I can't really relate to the author's doomsday sentiments. I didn't notice a significant amount of bloatware. I've noticed in recent betas they introduced a "OnePlus account" in the settings menu, which is somewhat annoying. The most annoying branding decision is the fuchsia-colored 1s on the clock.
I don't think they're copying Samsung's UI - if anything, Samsung has started copying OOS. But I think mobile OS designs have become more homogeneous in recent years, all of them pretty bland.
I noticed a "centralization" trend with phones and laptops. A decade ago, there were dozens of brands one would look at. These days, the non-top-3 brands feel like they take up way less mindshare. Perhaps the moves by OnePlus were to make sure they weren't left behind.

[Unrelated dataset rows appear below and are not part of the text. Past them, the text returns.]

PR #656, opened 2026-07-07
fix: resolve attach from fleet replicas

### LINKED ISSUE #654: attach resolution ignores fleet replicas — cross-host attach fails despite ls visibility
Found in T3 (#633). From kiwi, `flotilla ls` shows `day2 … running … feta` (replica-cache path), but `flotilla attach day2` fails with `no attach target matching 'day2'`.

Cause: `resolve_attach_command_internal` (in_process.rs ~2248) lists `TerminalSession` resources from the **local durable store only** — remote sessions exist only in the replica cache, which resolution never consults. The recursive next-hop machinery (#637) can't kick in because resolution never discovers a remote owner.

Fix shape: resolution should consult local store **plus fleet replicas** (same data `ls` renders); a replica match resolves to the next-hop command (`ssh -t <host> flotilla attach <ref>`) per #637. Staleness applies: a stale replica match should still forward (the owning host re-resolves authoritatively and errors honestly if gone).

Minor UX alongside: a not-found currently prints a raw eyre error + backtrace pointer (src/main.rs:400) — should be a plain one-line error.

Workaround meanwhile: `ssh -t feta flotilla attach day2`.

rjwittams:
## Summary

- Teach attach resolution to consider running sessions from the fleet replica cache, not just local `ResourceTerminalSession` rows.
- Resolve replica matches as one recursive next-hop attach command so stale or currently unreachable cached rows still forward to the owning host.
- Keep replica attach visibility consistent with configured `hosts.toml` entries and local bare-role matching behavior.
- Print human attach errors as a plain one-line message instead of a color-eyre report.

## Root Cause

`flotilla ls` could show remote fleet replicas from another host, but `flotilla attach <ref>` only searched the local terminal-session store. That made visible cross-host sessions fail with `no attach target matching ...`.

## Validation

With OnePlus, they're currently the only brand that consistently has great ROM support, so they have at least that going for them.

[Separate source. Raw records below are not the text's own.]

PR #664, opened 2026-07-09
feat: replace convoy projection with aggregator panels

### LINKED ISSUE #622: Aggregator: generalize ConvoyProjection to emit the panel view-model; convoy view rides panels
## Parent
#604

## What to build
Per ADR 0005 and the Q4 contract decision (2026-07-03, deliberate 'bite the bullet'): generalize `ConvoyProjection` into the daemon-side **Aggregator** now — **one panel stream, no parallel period**. The view-model is forged against the hardest known consumer (the convoy view) from day one.

- Surface-agnostic **panel view-model** wire types in `flotilla-protocol`: tab = composition of panels; panel = (resource kind/query, scope, columns, intents); rows reference resources; hierarchical drill-down (convoy → Task DAG) and per-row intents are expressible. No rendering/styling types.
- Generalize `ConvoyProjection` → **Aggregator**: watches both stores (durable managed + ephemeral observed, honouring generation resets), joins, emits panel snapshots/deltas with reconnect/replay semantics at least equal to today's `replay_since`.
- The existing convoy view (list + task DAG detail + attach via 'a' + complete via palette) is re-expressed as a default panel composition and the TUI renders it **from the panel stream**.
- Delete `NamespaceSnapshot`/`NamespaceDelta` once the convoy view rides panels — they are replaced, not paralleled.

## Acceptance criteria
- [ ] Panel view-model types in flotilla-protocol, free of rendering deps
- [ ] Daemon-side Aggregator watches both stores and emits panel snapshots/deltas; reconnect/replay covered by tests
- [ ] Convoy TUI view rendered from the panel stream at feature parity (list, DAG drill-down, attach, complete)
- [ ] NamespaceSnapshot/NamespaceDelta removed
- [ ] TUI snapshot-test changes individually justified (parity, not regression)

## Blocked by
- #626

rjwittams:
## Summary

- add a rendering-free, generic panel view-model protocol with resource-backed rows, hierarchical DAGs, and vessel/leg intents
- replace the namespace stream with Aggregator panel snapshots and deltas across durable, observed, and complete fleet-replica cache state
- drive the convoy TUI from the panel stream at list, drill-down, attach, and completion parity, including explicit remote-host routing

## Why

The convoy tab used a local-only namespace projection while `flotilla ls` used the fleet replica cache, so the two views could disagree. This change gives surfaces one replica-aware panel stream and removes the parallel namespace wire contract.

## Validation

- all 50 TUI render snapshots pass unchanged
- final standards and #622 spec reviews report no blocking findings

## Human checkpoint

**Robert: convoy-view parity check required before this PR is marked ready or enqueued.** Please verify list, DAG drill-down, attach via `a`, complete via the palette, and fleet-visible remote convoys. This PR has not been enqueued.

Closes #622


rjwittams:
## Human parity check: NOT PASSED — and the parity bar itself was mis-specced

Robert drove the convoy tab on the live kiwi/feta fleet (both daemons on this branch). Verdict in two parts: the **backend is solid and verified**; the **TUI does not pass the gate**, partly through in-PR bugs and partly because the handoff defined parity against the wrong reference. Do not enqueue.

### What's verified good (keep)

- `NamespaceSnapshot`/`Delta` fully replaced, not paralleled; panel wire types rendering-free and speaking vessel/leg.
- Aggregator merges durable + observed (generation-aware) + fleet replica broadcast; panels and `ls` share the replica cache — the divergence complaint this PR set out to fix is fixed at the data layer.
- Live cross-host attach resolution through panel rows works (kiwi → `flotilla attach day4` → feta crew shell, session survives detach).
- Zero snapshot changes, CI green.

### Must-fix in this PR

They cite their own internal poll[1] claiming that "with Oxygen OS 11, the most recent version of the skin, OnePlus has faced a ton of controversy". Look at the linked poll. It's a completely even split. The poll article goes on to quote mostly negative comments from the poll despite there being an even split on the actual choices presented.

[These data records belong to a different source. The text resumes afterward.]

PR #673, opened 2026-07-11
fix: preserve qualified checkout paths

rjwittams:
## Summary

- make `CheckoutCreated` carry a `QualifiedPath` instead of a raw `PathBuf`
- preserve existing checkout identities and qualify newly created checkouts from their host or environment execution context
- forward that identity through workspace preparation so attachable sets and presentation bindings correlate to the same checkout
- add host and environment regression coverage and update protocol consumers

## Why

Creating a checkout followed by opening its workspace could produce two attachable sets for the same filesystem path. The terminal-bearing set used a legacy host-name qualifier, while the presentation binding used the stable host-ID qualifier, leaving the original repo-tab attachable set unopenable.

Also from the poll article:
> A surprising number of respondents (25.3%) said they need to try the update before deciding how they feel about the direction of Oxygen OS.
Yet we're declaring an OS dead because some blog posted a poll in October 2020 that resulted in approximately ~6300 people (38.34% of the 16660 respondents) saying "nah, I prefer the stock approach"?
Just going to ignore those other 10,360 people I suppose. That article won't get you to the top of /r/gadgets or HN I suppose.
Bought a used OnePlus 7 Pro in late January 2021. It came with Oxygen OS 11 Beta, and had some severe bugs:
* Display issue on lock screen would cause mismatch between PIN/Pattern display and touch input making it very difficult to unlock
* Black screen requiring button combination to force reboot
Both happened several times a day.
At the time, I rolled back (easily) to Oxygen OS 10.3.8. When 11 was officially released, I ignored it for two updates. Finally, 11.0.0.2 came out and I caved. Guess what?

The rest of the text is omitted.